# Jerky from corned beef



## fpmich (Mar 18, 2015)

*Anyone with experience making jerky from store bought corned beef flat, please speak up.*

I usually use Pop's brine cure when I make my jerky.  I like the flavor and have never had anyone I've given some to, bring it back and say "Yech!".

But I got to thinking... what if I bought a corned beef flat from the store, already brined, with those little packet of seasoning in them.

If I discard the packet, the meat should be the same as what I have been doing.  Right? 

I would soak it to remove some salt, because I know it would be saltier than the brine I use.

*What I am wondering about is,* if they inject any other flavors into meat, other than basic brine & cure, or not.

That could change the jerky flavor a lot.

If you know for sure, that it is only injected with brine and Nitrite, then I think I would be inclined to use it.

*Please give me the results of your use of corned beef for jerky.*

Thanks for your help!


----------



## twisted minds (Mar 18, 2015)

Brisket would make for some tough jerky, too much fat and connective tissue.


----------



## fpmich (Mar 19, 2015)

You're probable right.  I didn't think of that.  It's lean if trimmed well, but connective tissue is why it takes so long to get it tender. 
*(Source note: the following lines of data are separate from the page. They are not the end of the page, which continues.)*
PR #1529, opened 2022-01-20
Adding Secure URL validation

brumik:
Issue: https://issues.redhat.com/browse/AAH-1195

**Before**
Screenshot from 2022-01-10 14-14-26
Screenshot from 2022-01-10 14-14-15

**After**
Screenshot from 2022-01-20 14-25-28
Screenshot from 2022-01-20 14-24-44
Screenshot from 2022-01-20 14-24-28

**Note**: The fields have the colored underline from the PF when they are not "focused" as you can see them focused in the screenshot.

### DIFF
--- a/src/components/repositories/remote-form.tsx
+++ b/src/components/repositories/remote-form.tsx
@@ -50,7 +50,9 @@ const validateURLHelper = (
     if (protocol === 'https:') {
       return { validated: 'default' };
     }
-  } catch (_) {}
+  } catch (_) {
+    // fallthrough
+  }
 
   return {
     validated: 'error',
--- a/src/components/repositories/remote-form.tsx
+++ b/src/components/repositories/remote-form.tsx
@@ -16,11 +16,47 @@ import {
 
 import { WriteOnlyField, HelperText, FileUpload } from 'src/components';
 
-import { DownloadIcon } from '@patternfly/react-icons';
+import {
+  DownloadIcon,
+  ExclamationTriangleIcon,
+  ExclamationCircleIcon,
+} from '@patternfly/react-icons';
 
 import { RemoteType, WriteOnlyFieldType } from 'src/api';
 import { Constants } from 'src/constants';
 import { isFieldSet, isWriteOnly, ErrorMessagesType } from 'src/utilities';
+
+const validateURLHelper = (
+  outsideError: string | undefined,
+  url: string,
+): {
+  validated: 'default' | 'warning' | 'error';
+  helperTextInvalid?: string;
+  helperText?: string;
+} => {
+  if (outsideError) {
+    return { validated: 'error', helperTextInvalid: outsideError };
+  }
+
+  try {
+    const { protocol } = new URL(url);
+    if (protocol === 'http:') {
+      return {
+        validated: 'warning',
+        helperText: t`Consider using a secure URL (https://).`,
+      };
+    }
+
+    if (protocol === 'https:') {
+      return { validated: 'default' };
+    }
+  } catch (_) {}
+
+  return {
+    validated: 'error',
+    helperTextInvalid: t`The URL needs to be in 'http(s)://' format.`,
+  };
+};
 
 interface IProps {
   allowEditName?: boolean;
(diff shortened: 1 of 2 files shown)


src/components/repositories/remote-form.tsx
```diff
@@ -16,12 +16,47 @@ import {
...
+
+  if (url && url.length > 4) {
+    if (url.slice(0, 5) === 'http:') {
+      return {
+        validated: 'warning',
+        helperText: t`Consider using a secure URL (https://).`,
+      };
+    }
+
+    if (url.slice(0, 4) !== 'http') {
```
himdel, line 49:
```suggestion
    if (url.slice(0, 6) !== 'https:') {
```

brumik: This change does not make sense for me. My logic without your suggestion:
1. If it is HTTP then show warning (consider using HTTPS)
2. If it is not even starting with HTTP then it cannot be HTTP nor HTTPS so show error that you need a HTTP(s) URL
3. Else the URL is HTTPS so don't show anything

I guess you would like to see this as testing for HTTPS then HTTP then another test for none of these (adds an extra if statement) but since we have 3 error types this makes more sense with returning the "success (default)" with the last return.

brumik: If it helps readibility I can switch up my two `HTTP` and `HTTP:` if cases

himdel: Right, but that's not what the code is doing, `httpie.io` is now a valid value, no warnings ;)

himdel: So.. thinking about this some more, even adding the colon doesn't quite resolve this right, maybe this should be closer to..

```javascript
const httpWarning = {
  validated: 'warning',
  helperText: t`Consider using a secure URL (https://).`,
};

const protocolError = {
  validated: 'error',
  helperTextInvalid: t`The URL needs to be in 'http(s)://' format.`,
};

const success = { validated: 'default' };

try {
  const { protocol } = new URL(url);
  if (protocol === 'https:') {
    return success;
  }
  if (protocol === 'http:') {
    return httpWarning;
  }
} catch (e) {};

return protocolError;
```

src/components/repositories/remote-form.tsx
```diff
@@ -201,16 +236,20 @@ export class RemoteForm extends React.Component<IProps, IState> {
...
+            validated={
+              validateURLHelper(errorMessages['url'], remote.url).validated
+            }
             isRequired={requiredFields.includes('url')}
             isDisabled={disabledFields.includes('url')}
             id='url'
             type='text'
-            value={remote.url || ''}
+            placeholder='https://'
+            value={remote.url}
```
himdel, line 252: any reason for this change? All the other form fields are using the `|| ''` pattern here.

src/components/repositories/remote-form.tsx
brumik: We are expecting the people to know how URLs are constructed and initially we just wanted to add a `Secure` URL warning. As users probably can use it with IP addresses too and there is no backend check for validity I am starting to think this would be better with two warnings:

`The URL should be in http(s) format` and `Consider using a sercure URL (https)`.  

Also I see why using the `protocol` from the `URL` object is superior, I just kinda did not expected from this change to from a no warning is still mostly working users we go to users which:
1. Will type `httpie.io`
2. They get the warning message about using secure https
3. They get confused :)

I'll update it anyway :)

src/components/repositories/remote-form.tsx
brumik: I think the UI has a really nice way of distingushing the placeholder and current text. I updated it anyway.

src/components/repositories/remote-form.tsx
```diff
@@ -16,12 +16,48 @@ import {
...
+      return {
+        validated: 'warning',
+        helperText: t`Consider using a secure URL (https://).`,
+      };
+    }
+
+    if (protocol === 'https:') {
+      return { validated: 'default' };
+    }
+  } catch (_) {}
```
himdel, line 53: Just this lint error, otherwise LGTM :+1: :)

```suggestion
  } catch (_) {
    // fallthrough
  }
```

fixes that :)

I won't buy any yet, unless someone changes my mind about it.


----------



## dirtsailor2003 (Mar 19, 2015)

Actually it makes great jerky. First though you need to smoke it like you would for pastrami, take it up to whatever temp it takes to get tender. The one I did last week hit perfect tenderness at 197° http://www.smokingmeatforums.com/t/181949/when-the-cats-away. Let the corned beef cool down, then slice as thick as you like. I like to slice mine around a 1/4" thick. Then dry. Since I do not have a dehydrator I use my GOSM and run the temp around 160°. I don't add smoke since I run the smoke during the initial cook. Check the meat every 45 minutes to an hour to see how it is. Pastrami jerky is tasty!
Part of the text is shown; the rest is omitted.